I just adore skiing. Not the part where you throw yourself down mountains – I’m hopeless at that, it’s genetic, I’m just not posh enough. No, I’m here purely for the aesthetic. The vibe. Cosy quilting and furry ear muffs; Bond-baddie polo necks and cartoonish moon boots.
Skiing is a moodboard of all the good bits of winter. Crunchy snow, invigorating crisp air, hot chocolate, the promise of longer days and fresh adventure. I love the first bit of winter, until the end of December. In those months the world is fairy-lit and gingerbread scented and I can wish merry Christmas to the nice man in the post office and feel like I’m in the Downton Abbey festive special, except for it being Ed Sheeran on the radio instead of Christmas carols.
January and February are a different story. These are the depths of the rubbish part of winter, to be trudged through while feeling listless. But while most of us are waiting grumpily at the bus stop with cold toes, trying not to get splashed by noxious puddle water and feeling vaguely cross that it’s still dark all the time, the ski people are snugly padded and rosy-cheeked and wearing sunglasses. Ski people make winter look fabulous – and I want in. Which is where faux-ski fashion comes in. Faux-ski is like après ski but without the eye-watering expense of an actual ski holiday. Faux-ski – wearing ski jackets and snow boots and Alpine knitwear, but for real life – is this season’s breakout outerwear trend.

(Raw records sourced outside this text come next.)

PR #673, opened 2020-07-02
Service list

GarvinH:
Formats service inventory services into lists with description and service type

### DIFF
--- a/client/src/panels/panel_declarations/services/provided_services_list.js
+++ b/client/src/panels/panel_declarations/services/provided_services_list.js
@@ -90,6 +90,14 @@ const ProvidedServicesListPanel = ({ panel_args }) => (
         num_of_services: panel_args.services.length,
       }}
     />
+    <input
+      aria-label={text_maker("explorer_search_is_optional")}
+      className="form-control input-lg"
+      type="text"
+      style={{ width: "100%", marginBottom: "1rem" }}
+      placeholder={text_maker("filter_results")}
+      onChange={(evt) => null}
+    />
     <FancyUL>
       {_.map(
         panel_args.services,
@@ -106,7 +114,7 @@ const ProvidedServicesListPanel = ({ panel_args }) => (
             >
               <div className="tag-badge">{service_type}</div>
               <a href={`#dept/${org_id}/service-panels/${id}`}>
-                See this service.
+                See this service
               </a>
             </div>
           </React.Fragment>
--- a/client/src/panels/panel_declarations/services/provided_services_list.js
+++ b/client/src/panels/panel_declarations/services/provided_services_list.js
@@ -6,7 +6,6 @@ import {
   declare_panel,
 } from "../shared.js";
 import { FancyUL } from "../../../components";
-import { filter } from "lodash";
 
 import { FancyUL } from "../../../components";
 
@@ -135,7 +134,6 @@ const ProvidedServicesListPanel = ({ panel_args }) => (
 >>>>>>> 9fa26043... Display service as a tag
 =======
 
-    console.log(panel_args.services);
     const filtered_services = _.filter(panel_args.services, (service) => {
       if (
         _.includes(service.name.toLowerCase(), this.state.query.toLowerCase())
--- a/client/src/panels/panel_declarations/services/provided_services_list.js
+++ b/client/src/panels/panel_declarations/services/provided_services_list.js
@@ -6,6 +6,7 @@ import {
   declare_panel,
 } from "../shared.js";
 import { FancyUL } from "../../../components";
+import { filter } from "lodash";
 
 const { text_maker, TM } = create_text_maker_component(text);
 
--- a/client/src/panels/panel_declarations/services/provided_services_list.js
+++ b/client/src/panels/panel_declarations/services/provided_services_list.js
@@ -5,6 +5,7 @@ import {
   InfographicPanel,
   declare_panel,
 } from "../shared.js";
+import { FancyUL } from "../../../components";
 
 import { FancyUL } from "../../../components";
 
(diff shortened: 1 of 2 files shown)


GarvinH:
image

ktw1016:
Hey Garvin, good start!! I was talking about this in Slack but I thought I should probably leave the comments here so it's more trackable.

1. Service types into something like `tag-badge`. I think service name should be more highlighted than service type. So it'd be nice if service type is a bit more subtle
2. I want it to be a bit more obvious that you can click to see more details on individual services. Possibly another button like `See this service` at the bottom right corner, something like this would be nice!
3. We'll need to be able to search through these services! Search input to filter by service name.
4. Speaking of filtering, filter by service types as well? :) I think this one can go into issues and be implemented later

GarvinH:
image

image

GarvinH:
I need to make "see this service" in french too

client/src/panels/panel_declarations/services/provided_services_list.js
```diff
@@ -6,25 +6,80 @@ import {
...
+    super(props);
+    this.state = { query: "" };
+  }
+
+  render() {
+    const { panel_args } = this.props;
+
+    const filtered_services = _.filter(panel_args.services, (service) => {
+      if (
+        _.includes(service.name.toLowerCase(), this.state.query.toLowerCase())
```
ktw1016, line 22: I personally prefer to declare a variable if object needs to be referenced multiple times like
`const { query } = this.state` or `const { services, subject } = panel_args`. This is optional personal preference though

I think variable name `query` can be a bit more specific also, like `service_query`?

ktw1016: Also it'd be a bit cleaner to my taste without any if statements
`_.filter(services, service => _.includes(name) || _.includes(type)`

client/src/panels/panel_declarations/services/provided_services_list.js
```diff
@@ -6,25 +6,80 @@ import {
...
+            subject_name: panel_args.subject.name,
+            num_of_services: panel_args.services.length,
+          }}
+        />
+        <input
+          aria-label={text_maker("explorer_search_is_optional")}
+          className="form-control input-lg"
+          type="text"
+          style={{ width: "100%", marginBottom: "1rem" }}
+          placeholder={text_maker("filter_results")}
```
ktw1016, line 51: I think placeholder text can be a bit more specific, like `Filter services by name or type`?

GarvinH:
image

French service type has bad input

client/src/panels/panel_declarations/services/provided_services_list.js
```diff
@@ -6,25 +6,80 @@ import {
...
+                <div
+                  style={{
+                    display: "flex",
+                    fontSize: "14px",
+                    justifyContent: "space-between",
+                  }}
+                >
+                  <div className="tag-badge">{service_type}</div>
+                  <a href={`#dept/${org_id}/service-panels/${id}`}>
+                    See this service
```
ktw1016: Should go into yaml file!

client/src/panels/panel_declarations/services/provided_services_list.js
```diff
@@ -6,25 +6,80 @@ import {
...
+                <p>{description}</p>
+                <div
+                  style={{
+                    display: "flex",
+                    fontSize: "14px",
+                    justifyContent: "space-between",
+                  }}
+                >
+                  <div className="tag-badge">{service_type}</div>
+                  <a href={`#dept/${org_id}/service-panels/${id}`}>
```
ktw1016, line 70: You should try styling this and see how it looks, I was originally thinking of styling it with something like `btn-ib-primary`

client/src/panels/panel_declarations/services/provided_services_list.js
```diff
@@ -6,25 +6,80 @@ import {
...
+
+    return (
+      <div>
+        <TM
+          k="list_of_provided_services_desc"
+          args={{
+            subject_name: panel_args.subject.name,
+            num_of_services: panel_args.services.length,
+          }}
+        />
```
ktw1016, line 45: A bit more separation between this text and input would be nice

ktw1016:
> image
> 
> French service type has bad input

Ah this seems like data issue, don't mind these, I'll look into it with real data once I get that set up

client/src/panels/panel_declarations/services/provided_services_list.js
```diff
@@ -1,30 +1,80 @@
...
-import {
-  create_text_maker_component,
-  InfographicPanel,
-  declare_panel,
-} from "../shared.js";
+import { InfographicPanel, declare_panel } from "../shared.js";
+import { FancyUL } from "../../../components";
 
-const { text_maker, TM } = create_text_maker_component(text);
+const text_maker = create_text_maker(text);
```
ktw1016, line 9: any reasons why you needed to import `TM` separately?

client/src/panels/panel_declarations/services/provided_services_list.js
```diff
@@ -1,30 +1,80 @@
...
+                <a href={`#dept/${org_id}/service-panels/${id}`}>{name}</a>
+                <p>{description}</p>
+                <div
+                  style={{
+                    display: "flex",
+                    fontSize: "14px",
+                    justifyContent: "space-between",
+                  }}
+                >
+                  <div className="tag-badge btn-ib-primary">{service_type}</div>
```
ktw1016, line 65: ah I actually meant `btn-ib-primary` style for `See the service`. My bad on not being too clear on that haha

client/src/panels/panel_declarations/services/provided_services_list.js
GarvinH: Whoops. I guess I had a different idea of what the method did earlier haha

The 1% already wear their plush Moncler or Perfect Moment quilting out to brunch in Mayfair on chilly days, the pricey ski jacket having taken over where the fur coat left off, a decade or two ago, among the jet set. That arctic white does set off a Verbier tan beautifully, it must be said. But this is different, because faux-ski is for everyone. Now that the kind of North Face quilted jackets that were once reserved for hiking expeditions are standard dog-walking attire, the rise of ski stuff as a fashion trend is the logical next step in jazzing up your coat game.
Faux-ski is way more fun than the generic dark-Puffa-with-trackpants look that is still all around us. The high collars that keep out windchill on the slopes bring a dash of Audrey Hepburn elegance. Belted quilted jackets – practical for skiing because they stop snow from sliding up your back if you fall on your bum – have a Y2K snow bunny vibe, which is very this season. (At the time of writing, there were some bargain Isabel Marant Etoile “Dilys” ski jackets to be had in the Net-a-Porter sale.)
Chevrons and high-shine metallics are as effective for getting noticed in real life as they are for getting spotted by mountain rescue. Moon boots – and the thigh-hugging, bootcut trousers that work with them – are very Paris Hilton, which as you will be aware of by now is once again A Good Thing, however baffling that might seem. Even balaclavas (also known as ski masks) have been all over TikTok, and starring in Zara window displays, recently. Doubling as a face covering, the balaclava is a practical pandemic winter accessory.
There is one more accessory you need. Not goggles, but attitude. For which, feel free to channel Lady Gaga in her blood-red snowsuit in the House of Gucci movie, downing an alfresco espresso and rapping a spoon against her cup like a judge with a gavel. Nail that, and you are a bona fide skiing champ. It’s easy when you know how.